Il y a quelque chose de pas clair autour de l'identité de Beam. Il a 19 ans. C'est un Sheetmire, mais "il croyait à présent les rumeurs qu'il avait entendues pendant des années sans leur apporter de crédit : qu'il n'était pas sheetmin parce que un autre sang fiévreux rugissait dans ses veines."

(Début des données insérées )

PR #10950, opened 2024-09-26
Handle wayland touch cancel message

phcoder:
## Description

Suppose host has some three-finger gesture. Then we get the following sequence of events:
DOWN-DOWN-DOWN-MOTION-CANCEL

Note that there is no UP in this sequence. So if we don't handle CANCEL then we end up thinking that fingers are still touching the screen. Ideally we should inform the application that cancel has happened as not to trigger spurious taps but still this is way better than being stuck with phantom finger touch.


sezero:
SDL3 ?

Kontrabant:
This will need an SDL3 version as well.

Kontrabant:
Done!

PR #4323, opened 2021-04-22
Remove wl-shell and xdg-shell-unstable-v6 support

bl4ckb0ne:
## Description

- Update `wayland.xml` to `wayland-1.19`
- Remove `wl_shell_surface` from `SDL_syswm`
- Remove `wl-shell` support
- Update `xdg-shell.xml` to `wayland-protocols-1.20`
- Remove `xdg-shell-unstable-v6` support

## Existing Issue(s)

https://github.com/libsdl-org/SDL/issues/4322

PR #10951, opened 2024-09-26
Enable support for wlshell

phcoder:
Sailfish still uses old wlshell and hasno support for modern xdg-shell. Thispatch allows SDL to work on Sailfish.

Uplifted from github.com:savegame/SDL.git


sezero:
IIRC, wl_shell was dropped between 2.0.14 and 2.0.16. If this gets accepted, should the wayland version requirements, e.g. in cmake scripts, be lowered?

phcoder:
> IIRC, wl_shell was dropped between 2.0.14 and 2.0.16. If this gets accepted, should the wayland version requirements, e.g. in cmake scripts, be lowered?

Notnecessarily. Cmake was happy with my mer SDK: it has wayland 1.21.0. But the problem is that Sailfish has its own compositor that implements wlshell but not xdg-shell

Kontrabant:
wl_shell has been deprecated for many (10+) years due to being broken, and support was removed from every library and compositor years ago (except from Sailfish apparently). This would be bitrotted going in, and be a completely untested and unsupported code path.

sezero:
Close, then ?

phcoder:
> Close, then ?

LibSDL is probably the best library for porting to Sailfish. And apparently despite generally the system being updated they are not going to fix wlshell issue. I'm aware of at least quake3 and Doom3 port. Right now official libSDL supplied with Sailfish suffers from touch-cancel bug which makes it unusable if accidentally triggering any gesture. Sailfish is still being sold, so I ask you to support it even if it's marked as "exotic" or "limited support" similar to Linux handheld emu consoles

flibitijibibo:
I honestly wonder if it would be better to make a completely separate `sailfish` backend, given that this isn't really a Wayland protocol anymore and is now essentially the OS userspace for Sailfish exclusively. That way it's not ruining the Wayland backend and Sailfish maintainers can still keep their port until the proper standards are supported.

phcoder:
> This would be bitrotted going in, and be a completely untested and unsupported code path.
It's true that it will not receive testing outside Sailfish. However on non-sailfish this code will not even be triggered. And Sailfish tests it after pulling new version of upstream. For me I'll have to apply this patch to ScummVM Sailfish build one way or another and test it when releasing ScummVM for Sailfish

Kontrabant:
> I honestly wonder if it would be better to make a completely separate `sailfish` backend, given that this isn't really a Wayland protocol anymore and is now essentially the OS userspace for Sailfish exclusively. That way it's not ruining the Wayland backend and Sailfish maintainers can still keep their port until the proper standards are supported.

Adding a separate Sailfish target is probably the way to go if upstream support is desired, and would make supporting it in SDL3 feasible as well. It could pull in the core Wayland code where possible, and just provide its own windowing code, or any other legacy bits that might be required, without polluting the core Wayland code with deprecated bits for one niche platform.

Kontrabant:
Alternatively, Sailfish could also maintain their own patched fork of SDL with whatever legacy support they require, as they seem to do with most other libraries they use: https://github.com/sailfishos/

Kontrabant:
Closing, as this definitely isn't going into the main Wayland backend. It's _supremely deprecated_, and if Sailfish wants to keep using it long after everyone else abandoned it, they can maintain it in their own branch, as they do with SDL2, or introduce a separate target.

#4323 
>We spent a whole bunch of time about 3 years ago moving all these users off weird custom protocols and on to modern xdg-shell. Burn the old bits, and burn wl_shell twice as hard. Don't look back.

PR #10959, opened 2024-09-26
Added SDL_ShouldInit() and SDL_ShouldQuit()

slouken:
These are handy functions to support thread-safe initialization and shutdown.


include/SDL3/SDL_mutex.h
```diff
@@ -30,6 +30,7 @@
 
 #include <SDL3/SDL_stdinc.h>
 #include <SDL3/SDL_error.h>
+#include <SDL3/SDL_thread.h>
```
Sackzement, line 33: Should probably also include `SDL_atomic.h`, now that `SDL_AtomicInt` is used.

Sackzement:
Would these changes in `SDL_mutex.h` fit better in the `SDL_thread.h` header?
All used types are already included there.

include/SDL3/SDL_mutex.h
slouken: SDL_thread.h already includes SDL_atomic.h, but it's probably better to be explicit.

icculus:
Yeah, this should be in SDL_mutex.h

PR #10960, opened 2024-09-27
SDL_MemoryMapFile implementation

kieselsteini:
This PR will introduce the new ```SDL_MemoryMapFile``` API to provide a simple cross-platform way, to create read only file mappings in memory.

## Description
In order to make it work on all platforms we have to introduce a platform specific struct called ```SDL_MemoryMappedFile``` which holds platform specific details for the file mapping.

```C
// create a new memory mapped file (beginning at offset)
SDL_MemoryMappedFile* SDL_MemoryMapFile(const char *file, size_t offset)

// unmap a previously created memory mapped file
bool SDL_UnmapMemoryFile(SDL_MemoryMappedFile *mmfile);

// access the data of the file (if datasize != NULL we store the size in here)
void *SDL_GetMemoryMappedData(const SDL_MemoryMappedFile *mmfile, size_t *datasize);
```

## Existing Issue(s)
- only tested on my M1 Mac right now
- Windows code is just created using documentation, not even tried to compile it :(
- Windows code only works with 32-bit filesizes right now
- Windows implementation won't return any error on ```SDL_UnmapMemoryFile```


nfries88:
I would expect something that maps subrange of the file, like `void* SDL_MapFileRange(const char* fname, size_t offset, size_t length)` and maybe a convenience `void* SDL_MapFile(const char* fname, size_t* length);` that maps the entire file.

as I said in the proposal thread, having a writable mapping can also sometimes be useful. To support this the interface could reasonably take a subset of the same file opening options that the iostreams do for consistency's sake (the only one that doesn't really make sense here is append, although it could be reused to mean "allocate" here - as in performing the equivalent of fallocate before the mmap if the requested mapping passes the end of the existing file)

src/filesystem/windows/SDL_sysfsops.c
```diff
@@ -207,5 +207,77 @@ bool SDL_SYS_GetPathInfo(const char *path, SDL_PathInfo *info)
...
+        CloseHandle(mmfile->map_handle);
+    }
+    if (mmfile->file_handle != INVALID_FILE_HANDLE) {
+        CloseHandle(mmfile->file_handle);
+    }
+    SDL_free(mmfile);
+    return true;
+}
+
+void *SDL_GetMemoryMappedData(const SDL_MemoryMappedFile *mmfile, size_t *datasize) {
```
JL2210, line 275: `SDL_SYS_GetMemoryMappedData`?

Akaricchi:
What is required for this to get merged? I'm interested in this feature, and can take over the PR if needed.

icculus:
I still think this is a bad idea: mmap is almost never the win people think it is for general use, and for system-specific cases like memory-mapping a device node, you might as well use the system-specific APIs.

I know I sound like a broken record here.

@madebr suggested he'd like to be able to use it with SDL_IOStreams, but we'll have to extend the interface for that (which _can_ be done, to be clear), and it wouldn't work with things that aren't files (which might not be a serious concern). Taking over the work would need to address this, even if the final decision is not to do it.

PR #10961, opened 2024-09-27
Fix Xbox builds

code-disaster:
Another small batch of renames and API changes which slipped through the cracks for Xbox targets.


slouken:
Merged, thanks!

PR #10962, opened 2024-09-27
clipboard: add SDL_ClipboardMimeTypes

hardening:
## Description
This function allows to retrieve the available mime types without doing any synthesizing.

## Existing Issue(s)

None, but we'd need that in FreeRDP

### DIFF
--- a/include/SDL3/SDL_clipboard.h
+++ b/include/SDL3/SDL_clipboard.h
@@ -43,6 +43,20 @@ extern "C" {
 /* Function prototypes */
 
 /**
+ *  Retrieve the list of mime types available in the clipboard.
+ *
+ * \param num_mime_types a pointer filled with the number of mime types. May be NULL.
+ * \returns a null terminated array of strings with mime types, or NULL on
+ *          failure; call SDL_GetError() for more information. This should be
+ *          freed with SDL_free() when it is no longer needed.
+ *
+ * \since This function is available since SDL 3.0.0.
+ *
+ * \sa SDL_SetClipboardData
+ */
+extern SDL_DECLSPEC char ** SDLCALL SDL_GetClipboardMimeTypes(size_t *num_mime_types);
+
+/**
  * Put UTF-8 text into the clipboard.
  *
  * \param text the text to store in the clipboard.
--- a/src/video/SDL_clipboard.c
+++ b/src/video/SDL_clipboard.c
@@ -53,6 +53,46 @@ void SDL_CancelClipboardData(Uint32 sequence)
     _this->clipboard_userdata = NULL;
 }
 
+char **SDL_GetClipboardMimeTypes(size_t *num_mime_types)
+{
+    SDL_VideoDevice *_this = SDL_GetVideoDevice();
+    if (!_this) {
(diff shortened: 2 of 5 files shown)


include/SDL3/SDL_clipboard.h
```diff
@@ -42,6 +42,21 @@ extern "C" {
...
+ *                   SDL_free() when it is no longer needed.
+ * \param num_mime_types a pointer filled with the number of mime types.
+ * \returns true on success or false on failure; call SDL_GetError() for more
+ *          information.
+ *
+ * \since This function is available since SDL 3.0.0.
+ *
+ * \sa SDL_SetClipboardData
+ */
+extern SDL_DECLSPEC bool SDLCALL SDL_ClipboardMimeTypes(char ***mime_types, size_t *num_mime_types);
```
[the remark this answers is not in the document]
hardening: Good idea, done. (20% of the time coding, the rest is finding accurate names ;-) )

src/video/SDL_clipboard.c
```diff
@@ -53,6 +53,44 @@ void SDL_CancelClipboardData(Uint32 sequence)
     _this->clipboard_userdata = NULL;
 }
 
+bool SDL_GetClipboardMimeTypes(char ***mime_types, size_t *num_mime_types)
```
slouken, line 56: I'm thinking this should return `mime_types` instead of bool, for consistency with other APIs like this. They should be null-terminated (as it looks like you're doing) so num_mime_types can be a NULL pointer. You should also check to see if _this is available, e.g.
```c
    if (!_this) {
        SDL_UninitializedVideo();
        return NULL;
    }
```

hardening: Done, changed the return type and added video init check (BTW other functions in `SDL_clipboard.c` are lacking the check)

include/SDL3/SDL_clipboard.h
```diff
@@ -42,6 +42,21 @@ extern "C" {
 
 /* Function prototypes */
 
+/**
+ *  Retrieve the list of mime types available in the clipboard.
+ *
+ * \param num_mime_types a pointer filled with the number of mime types. Can
```
slouken, line 48:
```suggestion
 * \param num_mime_types a pointer filled with the number of mime types. May be NULL.
```

slouken:
Merged, thanks!

src/video/SDL_clipboard.c
```diff
@@ -53,6 +53,46 @@ void SDL_CancelClipboardData(Uint32 sequence)
...
+{
+    SDL_VideoDevice *_this = SDL_GetVideoDevice();
+    if (!_this) {
+        SDL_SetError("Video subsystem must be initialized to query clipboard mime types");
+        return NULL;
+    }
+
+    size_t allocSize = sizeof(char *);
+    for (size_t i = 0; i < _this->num_clipboard_mime_types; i++) {
+        allocSize += strlen(_this->clipboard_mime_types[i]) + 1 + sizeof(char *);
```
sezero, line 66: This should be `SDL_strlen`, yes?

slouken: Yep, fixed.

Le jour où son père lui demanda de s'occuper du Ferry pour faire traverser La Gasping  River "...quelqu'un appela Beam depuis le rive opposée. Il entendit à travers la nuit la voix de l'homme arriver sur lui, lugubre et indolente."..."Beam retira les mains de se ses yeux et dévisagea L'homme. Il avait l'air pâle et maladif avec le clair de lune dans son dos, ses bras fêles arqués au-dessus du bastingage. Beam se demanda soudain ce que ça ferait d'entendre un homme se noyer. de l'entendre et de savoir que c'était vous qui avait fait ça.." C'est le début de la descente en enfer.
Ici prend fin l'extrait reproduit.